• WHAT TO WORK ON: Go through the material under this sentence. Return every line holding "Reverse".

• SUPPLIED RECORDS:

PR #2576, opened 2025-08-27
Limit amount of versions listed by `scarb list`; Add `--all` flag

DelevoXDG:
## Stack

- #2560
- #2561
- #2617
- #2563
- #2562 
- #2566
- #2575
- #2576

### DIFF
--- a/scarb/src/bin/scarb/args.rs
+++ b/scarb/src/bin/scarb/args.rs
@@ -643,8 +643,13 @@ pub struct ListCommandArgs {
     #[arg(long, value_name = "URL")]
     pub index: Option<Url>,
 
+    /// Show all available versions.
     #[arg(short, long, default_value_t = false)]
     pub all: bool,
+
+    /// Limit the number of results.
+    #[arg(short, long, default_value_t = 5, conflicts_with = "all")]
+    pub limit: usize,
 }
 
 /// Git reference specification arguments.
--- a/scarb/src/bin/scarb/args.rs
+++ b/scarb/src/bin/scarb/args.rs
@@ -644,11 +644,11 @@ pub struct ListCommandArgs {
     pub index: Option<Url>,
 
     /// Show all available versions.
-    #[arg(short, long, default_value_t = false)]
+    #[arg(long, default_value_t = false)]
     pub all: bool,
 
     /// Limit the number of results.
-    #[arg(short, long, default_value_t = 5, conflicts_with = "all")]
+    #[arg(long, default_value_t = 5, conflicts_with = "all")]
     pub limit: usize,
 }
 
--- a/scarb/src/bin/scarb/args.rs
+++ b/scarb/src/bin/scarb/args.rs
@@ -648,7 +648,7 @@ pub struct ListCommandArgs {
     pub all: bool,
 
     /// Limit the number of results.
-    #[arg(long, default_value_t = 5, conflicts_with = "all")]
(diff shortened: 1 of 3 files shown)


scarb/src/bin/scarb/commands/list.rs
```diff
@@ -46,12 +46,20 @@ fn list_versions(args: ListCommandArgs, config: &Config) -> Result<VersionsList>
         .sorted_by_key(|r| std::cmp::Reverse(r.version.clone()))
         .collect();
 
-    Ok(VersionsList { records })
+    let display_limit = args.all.then(|| None).unwrap_or(Some(5));
```
maciektr: I'd just pass it from args directly. Cargo does:
```
      --limit <LIMIT>            Limit the number of results (default: 10, max: 100)
```

DelevoXDG: Generally, I feel like `--all` takes removes the unnecessary decision for a user regarding what number to specify.

Also I feel like `--limit` flag unnecessary *limiting* 😅 - I think there are cases where one would want all the versions, which is not something possible if we have max value here, or is not super user-friendly if the user has to type `--limit 999`

So, WDYT about just keeping both flags, perhaps making them conflict?

maciektr: 👌

scarb/src/bin/scarb/commands/list.rs
```diff
@@ -94,8 +103,12 @@ impl Message for VersionsList {
         let audit_header = "AUDIT";
         let status_header = "STATUS";
 
-        let version_width = self
-            .records
+        let total = self.records.len();
+        let limit = self.display_limit.unwrap_or(total);
+
+        let records = self.records.into_iter().take(limit).collect::<Vec<_>>();
```
maciektr, line 115: I think this are not guaranteed to be in order, so we should sort from highest ver to lowest ver between taking.

scarb/src/bin/scarb/args.rs
```diff
@@ -643,6 +643,14 @@ pub struct ListCommandArgs {
     /// Registry index URL to query package versions from.
     #[arg(long, value_name = "URL")]
     pub index: Option<Url>,
+
+    /// Show all available versions.
+    #[arg(long, default_value_t = false)]
+    pub all: bool,
+
+    /// Limit the number of results.
+    #[arg(long, default_value_t = 5, conflicts_with = "all")]
```
maciektr:
```suggestion
    #[arg(long, default_value_t = 10, conflicts_with = "all")]
```

5 seems low 😅

scarb/src/bin/scarb/commands/list.rs
DelevoXDG: We sort them based on semver when creating `VersionList` 🤔 

```
    let records = records
        .into_iter()
        .sorted_by_key(|r| std::cmp::Reverse(r.version.clone()))
        .collect();

    let display_limit = if args.all { None } else { Some(args.limit) };

    Ok(VersionsList {
        records,
        display_limit,
    })
```
But, I moved the sorting to `VersionsList::new` so it's a bit more clear

scarb/src/bin/scarb/args.rs
DelevoXDG: Updated

maciektr (approved):

PR #2580, opened 2025-08-28
Use Cargo features to make it possible to disable builtin oracle protocols

mkaput:

PR #2579, opened 2025-08-28
Allow providing protocols externally

mkaput:
Allow providing protocols externally

Also:
- Renamed `ConnectionManager` to `Connections`, for brevity.
- This enables turning some protocols on/off internally as everything is now controlled by one-liners in `OracleHintService::new`.

Extract builtin protocol registration logic into a dedicated function

PR #2578, opened 2025-08-28
Make `OracleCheatcodeSelector` opaque

mkaput:
I don't want anybody to play with this enum outside the hint service.

PR #2581, opened 2025-08-28
Implement `shell` oracle protocol

### LINKED ISSUE #2405: Implement `shell` oracle
### Problem

Implement an `shell` oracle (TBD if builtin or stdio based) that we will publish to scarbs.xyz.

It will take a shell invocation line, run it, and return back an `ByteArray` with stdout.

TBD if we want to handle stdin as well.

### Proposed Solution

_No response_

### Notes

_No response_

mkaput:
fix #2405


mkaput:

- #2578
    - #2579
        - #2580
            - #2581 ◀

utils/scarb-oracle-hint-service/src/connections/shell.rs
```diff
@@ -0,0 +1,157 @@
...
+        // Finalise, according to mode.
+        mode.finalise(exit_code, stdout.into())
+    }
+}
+
+#[derive(Eq, PartialEq)]
+enum Mode {
+    /// `eo`: return (exit code, stdout) tuple.
+    ReturnExitReturnOutput,
+    /// `co`: require successful exit code, return stdout.
```
maciektr, line 70: What does the `co` stand for? 🤔 
This seem kind of confusing for me, but I guess the flexibility is worth it.

utils/scarb-oracle-hint-service/src/connections/shell.rs
```diff
@@ -0,0 +1,157 @@
...
+            }
+        }
+    }
+}
+
+fn build_shell() -> Result<ShellState> {
+    Ok(ShellState::new(
+        env::vars_os().collect(),
+        env::current_dir().context("cannot get current dir")?,
+        Default::default(),
```
maciektr: Would it make sense to provide Scarb as a command, like in scripts? 🤔

utils/scarb-oracle-hint-service/src/connections/shell.rs
```diff
@@ -0,0 +1,157 @@
...
+        let _enter = span.enter();
+
+        // Decode arguments.
+        let mut calldata = calldata.iter();
+        let command: String = ByteArray::decode_iter(&mut calldata)?.try_into()?;
+        debug!("{command}");
+
+        // Run command.
+        let command = parse(&command)?;
+        let shell = build_shell()?;
```
maciektr, line 58: Would it make sense to share the state between calls? 🤔

utils/scarb-oracle-hint-service/src/connections/shell.rs
maciektr: (Would it be possible to keep one of them as a default?)

utils/scarb-oracle-hint-service/src/connections/shell.rs
mkaput: Hard to say because there is no state in this protocol - it's all one-off command runs. If somebody wants to keep a state here, they can always write the state to a file and read it back on next invocation.

utils/scarb-oracle-hint-service/src/connections/shell.rs
mkaput: **c**heck-**o**utput

These names will be more readable when I'll make an idiomatic Cairo library which wraps this protocol. Here, I must fit within shortstrings limits, and these one-letter suffixes were the best I could think of.

utils/scarb-oracle-hint-service/src/connections/shell.rs
mkaput: 4d5b984e279ade110df7a9f0a23f97588d0815f6

utils/scarb-oracle-hint-service/src/connections/shell.rs
maciektr: I guess sharing the state would make it possible to modify env vars with `export` between invocations - not sure if we disallow it on purpose, or by accident?

mkaput: Hmm, never thought of that, but I doubt that this is the way forward. Primarily because there is one shell instance for everything in runtime. You could set up some envs then call into some library, and it might unexpectedly override these. We would have to expose the state to the Cairo code.

I think there is a space for this to introduce as new selectors (spawn shell, run task within it) if/when we'll get feature requests for such thing...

• EXERCISE OUTPUT:
         .sorted_by_key(|r| std::cmp::Reverse(r.version.clone()))
        .sorted_by_key(|r| std::cmp::Reverse(r.version.clone()))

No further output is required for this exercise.